I don't know about tree cover but London is the park king! All these pics are taken within London proper.


----------



## Effer (Jun 9, 2005)

New Delhi


----------



## skytalk (Dec 16, 2002)

surely there must be better pics of london than posted. Lets see some decent photos from the poll winner so far.

Here are a few more of sydney


----------



## zulu69 (Sep 5, 2003)

Well from the list i have been to Rome and Paris. Paris is not very green at all, while Roma is, but the trees suit the dry climate and hence are not as big or green. I still think Sydney is very green although i have read and seen London and it also appears every bit as green as Sydney. Anyway here is a shot of Sydney from space to show its 'green' side. *please note that is is really only 60% of the metro and a lot has been omitted*, but you get the drift


----------



## KGB (Sep 12, 2002)

"Amigo, I have never been to Toronto, so I have no insight into Palmerston Avenue. However, the trees in the areas I mentioned are very high, old trees. They're not 8 feet high. How many times have you been to NY because you don't seem to know what you're talking about vis-a-vis NYC."
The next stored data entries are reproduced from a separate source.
PR #277, opened 2021-09-10
bls12: implements Marshaler interfaces and SetBytes for Scalar

armfazh:
Implements the Marshaler interfaces from go stdlib for serialization and deserialization.
Also, Scalar exposes `SetBytes([]byte)` to set scalars using variable-length data.

### DIFF
--- a/ecc/bls12381/ff/common.go
+++ b/ecc/bls12381/ff/common.go
@@ -35,14 +35,21 @@ func setString(in string, order []byte) ([]uint64, error) {
 		return nil, errInputRange
 	}
 	inBytes := inBig.FillBytes(make([]byte, len(order)))
-	return setBytes(inBytes, order)
+	return setBytesBounded(inBytes, order)
 }
 
-func setBytes(in []byte, order []byte) ([]uint64, error) {
+func setBytesBounded(in []byte, order []byte) ([]uint64, error) {
 	if isLessThan(in, order) == 0 {
 		return nil, errInputRange
 	}
 	return conv.BytesBe2Uint64Le(in), nil
+}
+
+func setBytesUnbounded(in []byte, order []byte) []uint64 {
+	inBig := new(big.Int).SetBytes(in)
+	inBig.Mod(inBig, new(big.Int).SetBytes(order))
+	inBytes := inBig.FillBytes(make([]byte, len(order)))
+	return conv.BytesBe2Uint64Le(inBytes)
 }
 
 // isLessThan returns 1 if 0 <= x < y, otherwise 0. Assumes that slices have the same length.
--- a/ecc/bls12381/ff/fp12.go
+++ b/ecc/bls12381/ff/fp12.go
@@ -8,11 +8,7 @@ const Fp12Size = 2 * Fp6Size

Nobody said Manhattan didn't have some mature trees....but maybe you should consider the topic....manhattan is not going to be winning any tree contests in the near future....for size, coverage or quanity.






KGB


----------



## Booyashako (Sep 11, 2002)

Vancouver ought to be considered. I'm in the city right now and there are TOO MANY tree. By "too many", I mean some areas (a.k.a. south Burnaby) can pass off as a hilly version of Ladner (One of Vancouver's "boonies"). There are so many bugs and forget the urban scent, even in the dense areas it still smells like forests and evergreens. Not to mention, you can't really get good views from the homes here (not including most condos) because a lot of them are surrounded with very tall trees. I know there was an aerial posted a while back, which show a tree-covered resemblence to Toronto.


----------



## Booyashako (Sep 11, 2002)

double post


----------



## hkskyline (Sep 13, 2002)

*Vancouver*


----------



## Vanman (May 19, 2004)

KGB said:


> Yes...excuse me, my mistake...Manhattan is just chock full of 8 feet in diametre 200 foot oak trees. LOL
> 
> Dude...nobody said there wasn't a tree over 4 feet in manhattan...although if you're going to cultivate the idea that most streets in manhattan look like Palmerston Ave or something, then you just aren't understanding the conversation. Manhattan just isn't much of an urban forest...unless we're talking buildings.
> 
> ...


Your such an ignorant bastard. STFU every once in a while eh


----------



## neilio (Jan 12, 2005)

TORONTO....!!


----------



## kapsky (Jul 4, 2005)

Vancouver, now the pictures doesnt say much about tree cover.


----------



## Justadude (Jul 15, 2004)

I never realized how green Toronto was. Great pics!


----------



## ncik (Nov 12, 2004)

*Sydney*

pics by Fabian;


----------



## addisonwesley (Jun 19, 2005)

Um, Vancouver people - you do realize by city, they mean the actual city proper, not the region. You could include stanley park though. Is that not part of the city?


----------



## SA BOY (Mar 29, 2003)

algonquin said:


> I would easily venture Toronto. There is so much tree cover, and green space, alot of wildlife venture into urban areas. I've heard there are coyotes in High Park. Raccoons are everywhere. I could be wrong, but I'd bet money that Toronto would blow away every city on that list. Whether Toronto is a 'world city' can be debated... but Johannesburg and Sydney??? Come on...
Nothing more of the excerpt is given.